# DESCRIPTION OF THE TASK
The line containing "medium, area: server*" marks the end: output every line of the data up to it, and that line too, exactly as written.

(Stored data)
_ _ _ _ _ _ _
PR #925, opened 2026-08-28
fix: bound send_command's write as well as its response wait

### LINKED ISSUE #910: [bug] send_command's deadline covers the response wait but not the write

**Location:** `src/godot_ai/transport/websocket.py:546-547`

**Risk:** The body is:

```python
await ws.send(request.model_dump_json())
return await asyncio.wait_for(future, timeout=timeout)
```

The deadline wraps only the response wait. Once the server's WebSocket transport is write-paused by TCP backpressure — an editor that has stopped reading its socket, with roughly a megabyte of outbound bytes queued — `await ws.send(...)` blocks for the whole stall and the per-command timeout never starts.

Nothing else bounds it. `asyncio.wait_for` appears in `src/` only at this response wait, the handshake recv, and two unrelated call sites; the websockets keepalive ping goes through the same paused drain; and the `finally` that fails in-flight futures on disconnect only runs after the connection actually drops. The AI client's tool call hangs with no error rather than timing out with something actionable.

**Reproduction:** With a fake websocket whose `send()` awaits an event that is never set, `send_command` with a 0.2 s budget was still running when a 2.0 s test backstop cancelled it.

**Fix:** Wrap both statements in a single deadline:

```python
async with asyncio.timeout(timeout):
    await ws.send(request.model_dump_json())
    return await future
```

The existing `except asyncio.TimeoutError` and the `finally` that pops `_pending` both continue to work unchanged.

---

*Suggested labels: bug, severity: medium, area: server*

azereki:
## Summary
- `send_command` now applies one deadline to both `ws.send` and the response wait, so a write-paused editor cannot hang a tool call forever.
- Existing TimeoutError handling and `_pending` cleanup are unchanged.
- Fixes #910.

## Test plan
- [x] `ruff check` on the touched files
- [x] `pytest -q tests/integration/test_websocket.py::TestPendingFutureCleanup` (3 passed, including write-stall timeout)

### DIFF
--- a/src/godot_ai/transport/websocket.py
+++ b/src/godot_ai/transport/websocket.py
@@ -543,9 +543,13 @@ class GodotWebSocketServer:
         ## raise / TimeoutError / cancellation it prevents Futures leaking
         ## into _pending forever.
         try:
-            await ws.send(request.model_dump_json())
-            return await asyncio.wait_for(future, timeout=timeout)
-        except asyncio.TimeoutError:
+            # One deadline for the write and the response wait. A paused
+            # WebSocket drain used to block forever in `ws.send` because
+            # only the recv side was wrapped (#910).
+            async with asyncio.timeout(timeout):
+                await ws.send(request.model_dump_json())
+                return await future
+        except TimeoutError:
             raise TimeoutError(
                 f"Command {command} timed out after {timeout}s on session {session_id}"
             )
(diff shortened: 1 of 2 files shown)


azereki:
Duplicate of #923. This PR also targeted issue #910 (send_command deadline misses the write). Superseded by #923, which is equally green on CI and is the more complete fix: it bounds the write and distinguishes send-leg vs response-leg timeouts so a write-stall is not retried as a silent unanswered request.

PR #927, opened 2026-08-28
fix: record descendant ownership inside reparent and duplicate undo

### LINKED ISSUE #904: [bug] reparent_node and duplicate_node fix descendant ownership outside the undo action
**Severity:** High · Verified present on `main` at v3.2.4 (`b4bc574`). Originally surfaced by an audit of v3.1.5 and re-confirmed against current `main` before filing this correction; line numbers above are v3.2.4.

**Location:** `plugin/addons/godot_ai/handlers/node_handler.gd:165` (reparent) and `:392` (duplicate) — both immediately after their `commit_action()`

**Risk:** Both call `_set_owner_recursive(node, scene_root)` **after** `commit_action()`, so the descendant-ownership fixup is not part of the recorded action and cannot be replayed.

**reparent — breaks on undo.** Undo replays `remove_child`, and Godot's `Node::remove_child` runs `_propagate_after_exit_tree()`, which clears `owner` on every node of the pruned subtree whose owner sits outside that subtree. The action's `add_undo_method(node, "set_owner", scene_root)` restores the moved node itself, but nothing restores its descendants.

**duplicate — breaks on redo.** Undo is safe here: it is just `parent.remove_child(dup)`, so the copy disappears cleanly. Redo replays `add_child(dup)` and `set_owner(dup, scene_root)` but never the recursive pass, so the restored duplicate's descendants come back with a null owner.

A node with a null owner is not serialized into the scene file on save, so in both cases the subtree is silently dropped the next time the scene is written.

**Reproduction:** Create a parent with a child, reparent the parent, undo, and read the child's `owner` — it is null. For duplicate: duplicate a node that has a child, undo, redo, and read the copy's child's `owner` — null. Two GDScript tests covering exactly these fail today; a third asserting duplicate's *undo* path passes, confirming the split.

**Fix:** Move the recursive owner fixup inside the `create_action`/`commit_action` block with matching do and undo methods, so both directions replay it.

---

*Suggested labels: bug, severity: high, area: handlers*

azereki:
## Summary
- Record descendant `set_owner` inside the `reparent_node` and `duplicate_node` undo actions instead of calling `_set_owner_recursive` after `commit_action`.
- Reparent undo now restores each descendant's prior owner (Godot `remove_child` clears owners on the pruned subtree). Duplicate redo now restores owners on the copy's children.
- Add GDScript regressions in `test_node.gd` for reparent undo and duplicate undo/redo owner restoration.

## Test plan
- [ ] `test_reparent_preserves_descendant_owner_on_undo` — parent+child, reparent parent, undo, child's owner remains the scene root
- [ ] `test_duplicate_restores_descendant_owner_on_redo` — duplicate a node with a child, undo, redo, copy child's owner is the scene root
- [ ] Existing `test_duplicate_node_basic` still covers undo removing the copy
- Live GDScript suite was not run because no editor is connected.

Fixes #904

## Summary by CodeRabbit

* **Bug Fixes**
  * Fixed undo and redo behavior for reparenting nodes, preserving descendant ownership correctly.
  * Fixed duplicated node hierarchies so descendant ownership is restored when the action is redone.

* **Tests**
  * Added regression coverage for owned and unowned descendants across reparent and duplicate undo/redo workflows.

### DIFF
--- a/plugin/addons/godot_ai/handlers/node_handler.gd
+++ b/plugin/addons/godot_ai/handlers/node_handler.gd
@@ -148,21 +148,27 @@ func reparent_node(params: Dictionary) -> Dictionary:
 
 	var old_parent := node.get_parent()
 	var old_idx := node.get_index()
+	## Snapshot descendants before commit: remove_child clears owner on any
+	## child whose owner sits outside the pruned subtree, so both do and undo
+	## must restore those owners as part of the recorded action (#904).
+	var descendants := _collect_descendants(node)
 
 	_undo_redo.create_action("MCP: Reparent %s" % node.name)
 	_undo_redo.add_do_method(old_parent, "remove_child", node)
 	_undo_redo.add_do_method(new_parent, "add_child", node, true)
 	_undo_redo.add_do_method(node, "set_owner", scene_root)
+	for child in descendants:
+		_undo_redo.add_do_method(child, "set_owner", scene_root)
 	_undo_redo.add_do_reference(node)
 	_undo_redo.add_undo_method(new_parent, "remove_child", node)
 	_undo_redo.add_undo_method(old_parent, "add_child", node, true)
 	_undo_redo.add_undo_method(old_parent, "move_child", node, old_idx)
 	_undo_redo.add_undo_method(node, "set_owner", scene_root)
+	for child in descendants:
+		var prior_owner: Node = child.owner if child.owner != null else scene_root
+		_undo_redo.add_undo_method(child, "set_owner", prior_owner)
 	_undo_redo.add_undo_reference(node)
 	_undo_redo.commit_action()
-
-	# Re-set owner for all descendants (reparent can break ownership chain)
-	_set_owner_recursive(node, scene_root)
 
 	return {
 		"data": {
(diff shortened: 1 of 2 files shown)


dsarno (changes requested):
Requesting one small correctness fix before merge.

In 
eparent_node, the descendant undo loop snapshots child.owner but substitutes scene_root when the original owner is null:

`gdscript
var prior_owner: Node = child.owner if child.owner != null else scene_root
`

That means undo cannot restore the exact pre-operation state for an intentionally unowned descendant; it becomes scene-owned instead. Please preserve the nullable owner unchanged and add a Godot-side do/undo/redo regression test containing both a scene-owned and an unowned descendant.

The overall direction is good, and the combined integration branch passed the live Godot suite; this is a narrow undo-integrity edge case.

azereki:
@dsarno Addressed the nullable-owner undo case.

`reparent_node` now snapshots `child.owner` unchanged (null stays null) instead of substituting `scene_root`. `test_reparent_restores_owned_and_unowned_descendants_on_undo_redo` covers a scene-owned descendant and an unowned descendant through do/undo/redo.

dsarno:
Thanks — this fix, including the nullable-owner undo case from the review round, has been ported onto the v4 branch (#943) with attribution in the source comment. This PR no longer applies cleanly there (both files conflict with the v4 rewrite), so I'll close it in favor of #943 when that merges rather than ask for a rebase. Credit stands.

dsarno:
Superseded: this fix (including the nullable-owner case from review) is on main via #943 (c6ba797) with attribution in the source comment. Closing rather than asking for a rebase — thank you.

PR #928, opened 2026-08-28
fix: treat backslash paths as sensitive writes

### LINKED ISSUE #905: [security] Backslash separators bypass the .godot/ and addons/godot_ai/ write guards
_ _ _ _ _ _ _
# TASK RESULT
PR #925, opened 2026-08-28
fix: bound send_command's write as well as its response wait

### LINKED ISSUE #910: [bug] send_command's deadline covers the response wait but not the write

**Location:** `src/godot_ai/transport/websocket.py:546-547`

**Risk:** The body is:

```python
await ws.send(request.model_dump_json())
return await asyncio.wait_for(future, timeout=timeout)
```

The deadline wraps only the response wait. Once the server's WebSocket transport is write-paused by TCP backpressure — an editor that has stopped reading its socket, with roughly a megabyte of outbound bytes queued — `await ws.send(...)` blocks for the whole stall and the per-command timeout never starts.

Nothing else bounds it. `asyncio.wait_for` appears in `src/` only at this response wait, the handshake recv, and two unrelated call sites; the websockets keepalive ping goes through the same paused drain; and the `finally` that fails in-flight futures on disconnect only runs after the connection actually drops. The AI client's tool call hangs with no error rather than timing out with something actionable.

**Reproduction:** With a fake websocket whose `send()` awaits an event that is never set, `send_command` with a 0.2 s budget was still running when a 2.0 s test backstop cancelled it.

**Fix:** Wrap both statements in a single deadline:

```python
async with asyncio.timeout(timeout):
    await ws.send(request.model_dump_json())
    return await future
```

The existing `except asyncio.TimeoutError` and the `finally` that pops `_pending` both continue to work unchanged.

---

*Suggested labels: bug, severity: medium, area: server*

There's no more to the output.